----- Input for this task

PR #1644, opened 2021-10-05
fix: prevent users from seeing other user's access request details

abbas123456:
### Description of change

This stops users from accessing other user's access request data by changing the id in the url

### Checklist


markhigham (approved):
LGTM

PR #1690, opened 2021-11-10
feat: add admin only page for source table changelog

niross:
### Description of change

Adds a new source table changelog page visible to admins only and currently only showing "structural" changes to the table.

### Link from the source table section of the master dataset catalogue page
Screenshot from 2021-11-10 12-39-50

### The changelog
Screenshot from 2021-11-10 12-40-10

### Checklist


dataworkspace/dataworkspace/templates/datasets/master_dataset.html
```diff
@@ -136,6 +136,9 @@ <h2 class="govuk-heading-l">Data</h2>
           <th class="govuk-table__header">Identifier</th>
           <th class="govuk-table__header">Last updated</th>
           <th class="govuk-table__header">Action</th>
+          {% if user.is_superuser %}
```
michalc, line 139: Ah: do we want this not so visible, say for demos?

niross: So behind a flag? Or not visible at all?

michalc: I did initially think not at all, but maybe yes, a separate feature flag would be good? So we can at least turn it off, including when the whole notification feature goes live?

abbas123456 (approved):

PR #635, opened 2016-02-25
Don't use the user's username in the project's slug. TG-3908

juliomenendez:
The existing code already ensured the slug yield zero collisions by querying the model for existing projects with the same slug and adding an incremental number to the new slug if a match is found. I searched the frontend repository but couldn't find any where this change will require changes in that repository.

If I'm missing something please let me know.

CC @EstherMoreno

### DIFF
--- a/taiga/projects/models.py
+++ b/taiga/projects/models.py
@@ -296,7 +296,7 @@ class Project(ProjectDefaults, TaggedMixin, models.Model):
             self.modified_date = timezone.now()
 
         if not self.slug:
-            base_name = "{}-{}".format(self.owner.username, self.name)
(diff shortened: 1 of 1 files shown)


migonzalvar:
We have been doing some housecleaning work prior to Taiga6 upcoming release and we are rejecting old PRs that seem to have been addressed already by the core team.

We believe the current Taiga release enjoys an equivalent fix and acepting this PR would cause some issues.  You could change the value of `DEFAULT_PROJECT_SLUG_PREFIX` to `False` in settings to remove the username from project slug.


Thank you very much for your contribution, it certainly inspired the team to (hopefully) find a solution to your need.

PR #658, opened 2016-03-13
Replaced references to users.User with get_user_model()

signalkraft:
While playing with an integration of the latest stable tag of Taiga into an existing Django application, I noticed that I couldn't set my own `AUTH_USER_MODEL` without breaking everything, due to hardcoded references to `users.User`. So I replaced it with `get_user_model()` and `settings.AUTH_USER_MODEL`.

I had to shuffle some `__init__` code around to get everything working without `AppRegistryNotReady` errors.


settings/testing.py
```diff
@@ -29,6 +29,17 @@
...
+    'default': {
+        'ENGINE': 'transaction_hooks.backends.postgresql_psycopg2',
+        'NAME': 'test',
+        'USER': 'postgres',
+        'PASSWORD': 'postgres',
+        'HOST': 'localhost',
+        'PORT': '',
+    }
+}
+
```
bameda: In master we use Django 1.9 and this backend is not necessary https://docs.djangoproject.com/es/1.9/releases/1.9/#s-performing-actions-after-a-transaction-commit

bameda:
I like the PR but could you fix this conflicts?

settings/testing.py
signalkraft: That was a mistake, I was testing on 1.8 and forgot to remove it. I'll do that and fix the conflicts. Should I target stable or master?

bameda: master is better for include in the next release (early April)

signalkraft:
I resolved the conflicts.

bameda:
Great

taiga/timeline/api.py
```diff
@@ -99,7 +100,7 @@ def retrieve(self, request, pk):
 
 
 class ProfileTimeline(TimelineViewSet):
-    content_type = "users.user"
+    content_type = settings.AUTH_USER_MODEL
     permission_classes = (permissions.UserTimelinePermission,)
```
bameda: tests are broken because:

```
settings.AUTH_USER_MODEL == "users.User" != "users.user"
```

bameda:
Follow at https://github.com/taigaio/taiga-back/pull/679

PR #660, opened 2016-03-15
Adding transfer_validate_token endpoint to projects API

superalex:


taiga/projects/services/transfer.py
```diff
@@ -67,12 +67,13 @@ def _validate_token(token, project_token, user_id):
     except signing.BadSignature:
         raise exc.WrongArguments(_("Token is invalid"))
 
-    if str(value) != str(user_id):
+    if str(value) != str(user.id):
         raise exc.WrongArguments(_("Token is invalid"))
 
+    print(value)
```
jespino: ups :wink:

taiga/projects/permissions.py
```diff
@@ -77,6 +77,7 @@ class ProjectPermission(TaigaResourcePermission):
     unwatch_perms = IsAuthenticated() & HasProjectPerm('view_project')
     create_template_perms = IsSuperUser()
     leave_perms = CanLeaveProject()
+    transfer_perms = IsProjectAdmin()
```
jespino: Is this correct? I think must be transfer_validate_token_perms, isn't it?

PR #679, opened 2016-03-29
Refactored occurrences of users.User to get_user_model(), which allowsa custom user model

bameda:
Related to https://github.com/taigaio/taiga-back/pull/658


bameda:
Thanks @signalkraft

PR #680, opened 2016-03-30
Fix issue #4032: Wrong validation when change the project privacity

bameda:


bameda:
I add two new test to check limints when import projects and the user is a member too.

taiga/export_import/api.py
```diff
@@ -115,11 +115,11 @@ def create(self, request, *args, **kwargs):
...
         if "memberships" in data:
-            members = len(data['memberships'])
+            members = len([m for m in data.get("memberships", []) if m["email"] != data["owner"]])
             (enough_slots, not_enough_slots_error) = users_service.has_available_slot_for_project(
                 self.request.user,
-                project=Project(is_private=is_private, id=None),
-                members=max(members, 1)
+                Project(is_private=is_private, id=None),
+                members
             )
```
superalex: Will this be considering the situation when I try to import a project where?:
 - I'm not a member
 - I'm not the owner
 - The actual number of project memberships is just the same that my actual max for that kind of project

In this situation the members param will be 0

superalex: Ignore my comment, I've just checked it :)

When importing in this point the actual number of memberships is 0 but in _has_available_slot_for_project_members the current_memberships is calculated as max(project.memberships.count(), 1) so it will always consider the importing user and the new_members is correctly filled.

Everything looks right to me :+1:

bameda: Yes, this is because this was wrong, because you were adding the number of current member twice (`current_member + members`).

----------

Copy nothing beyond the line containing "michalc, line 139: Ah: do". Transcribe exactly from the first line of the entries down to that line, inclusive.

- [Task result]
PR #1644, opened 2021-10-05
fix: prevent users from seeing other user's access request details

abbas123456:
### Description of change

This stops users from accessing other user's access request data by changing the id in the url

### Checklist


markhigham (approved):
LGTM

PR #1690, opened 2021-11-10
feat: add admin only page for source table changelog

niross:
### Description of change

Adds a new source table changelog page visible to admins only and currently only showing "structural" changes to the table.

### Link from the source table section of the master dataset catalogue page
Screenshot from 2021-11-10 12-39-50

### The changelog
Screenshot from 2021-11-10 12-40-10

### Checklist


dataworkspace/dataworkspace/templates/datasets/master_dataset.html
```diff
@@ -136,6 +136,9 @@ <h2 class="govuk-heading-l">Data</h2>
           <th class="govuk-table__header">Identifier</th>
           <th class="govuk-table__header">Last updated</th>
           <th class="govuk-table__header">Action</th>
+          {% if user.is_superuser %}
```
michalc, line 139: Ah: do we want this not so visible, say for demos?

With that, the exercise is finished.